Complementary Filtering on SO(3) for Attitude Estimation with Scalar Measurements
This work addresses attitude estimation for systems with limited or incomplete sensor data, such as in robotics or aerospace, but it is incremental as it builds on classical complementary filters.
The paper tackled attitude estimation using scalar measurements from partial vector observations by proposing a modified complementary filter on SO(3) with tailored innovation terms. It achieved almost-global asymptotic stability under persistence of excitation with at least three inertial vectors measured along a common body-frame vector, and derived convergence conditions for two-scalar configurations, demonstrating effectiveness in reduced or novel sensing scenarios.

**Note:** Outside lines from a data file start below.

PR #717, opened 2025-01-30
[trivial] Add missing character in `macro-expand*` documentation

jpellegrini:


egallesio:
Thanks for the tags in the titles :smile: 

Merged.

PR #720, opened 2025-02-02
Make `list-copy` work on lists with cycles

### LINKED ISSUE #719: `list-copy` crashes on lists with cycles
```
stklos> (list-copy '#0=(1 2 3 . #0#) )
Segmentation fault
```

This is because its implementation is non-tail recursive, and does not detect cycles.

jpellegrini:
The current `list-copy` crashes on lists with cycles:
    
```
stklos> (list-copy '#0=(1 2 3 . #0#) )
Segmentation fault
```

This is because its implementation is non-tail recursive, and does  not detect cycles.

This patch makes `list-copy` detect cycle, and correctly copy the list.
    
About the cycle detecting and copying algorithm:
    
1. Detect cycles using Floyd's algorithm.  The algorithm runs two pointers, "fast" and "slow" through the list. Both are placed at the `CAR`, then at each step, slow goes forward one link, and fast goes forward two links.
    
2. If there is a cycle:
    
   2.i) we position fast back at the CAR and now move the two  pointers *one* link at each time. The pointers will *necessarily meet* exactly *at the beginning of the cycle.
    
   2.ii) If there is a cycle, we break the list in two parts. For example, the cycle below starts at `C`:
```    
                        +--------------+
                        |              |
                        v              |
              A -> B -> C -> D -> E -> F
```    
              We break the links from B to C and from F to C:
```    
              A -> B    C -> D -> E -> F
```    
Then we just copy the two lists and put back the links.
    
3. If there is no cycle, use a simple copying subroutine to copy  the list.
    
Remarks:
    
1. See that when there are cycles, we change the links *in the  original list* also (but we fix it before returning).
    
2. We use `STk_last_pair`, which is not optimal. But we also expect  lists with cycles not not be frequent, and also to not be huge.  And `STk_last_pair` is linear anyway.
3. The code still works for improper lists (as did the previous  code).
4. The performance seems the same for cycle-free lists, since the  cycle test is very fast:
    
```scheme
(import (scheme list))
(define L (iota 100_000))
(time (repeat 100 (list-copy L)))
```
    
This stays around ~430 ms on the same machine, with the old and the new version of `list-copy`.
    
5. However, since the algorithm used to actually do the copy is still non-tail recursive, `list-copy` will still crash on very long lists:
    
```scheme
(define L (iota 10_000_000))
(list-copy L)   ;; <= segfault
```

But this already happened before, and I'd say it's OK since for deep copying one does need a stack anyway (either implicitly with recursion or explicitly).
    
Remaining:
    
There is one case that is still not ok: if the **CAR** of the list contains a reference to a previous node, `list-copy` will crash    (as it did before).  This is probably very, very unusual.

Should at least partially fix #719

### DIFF
--- a/src/list.c
+++ b/src/list.c
@@ -232,7 +232,7 @@ DEFINE_PRIMITIVE("%cxr", cxr, subr2, (SCM l, SCM name))
    * NOTE: using strings (instead of keywords) is less efficient because
    * the char * is at the end of the object. Using symbols is also fast
    * (even a bit faster, don't know why), but it is harder  to detect that
-   * that we can inline when we have (%cxr lst 'daa), because of the quote. 
+   * that we can inline when we have (%cxr lst 'daa), because of the quote.
    */
   if (KEYWORDP(name)) {
     SCM lst   = l;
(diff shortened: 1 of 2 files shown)


jpellegrini:
@egallesio if this is OK, I can factor out the list traversal code and make it also work for `map`, `for-each`, `every`, `any`, etc.

jpellegrini:
PR #736 implements this, in a better way, and does much more... This can be closed.

egallesio:
Closed since PR  #736 is merged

Attitude estimation using scalar measurements, corresponding to partial vectorial observations, arises naturally when inertial vectors are not fully observed but only measured along specific body-frame vectors. Such measurements arise in problems involving incomplete vector measurements or attitude constraints derived from heterogeneous sensor information. Building on the classical complementary filter on SO(3), we propose an observer with a modified innovation term tailored to this scalar-output structure. The main result shows that almost-global asymptotic stability is recovered, under suitable persistence of excitation conditions, when at least three inertial vectors are measured along a common body-frame vector, which is consistent with the three-dimensional structure of SO(3). For two-scalar configurations - corresponding either to one inertial vector measured along two body-frame vectors, or to two inertial vectors measured along a common body-frame vector - we further derive sufficient conditions guaranteeing convergence within a reduced basin of attraction. Different examples and numerical results demonstrate the effectiveness of the proposed scalar-based complementary filter for attitude estimation in challenging scenarios involving reduced sensing and/or novel sensing modalities.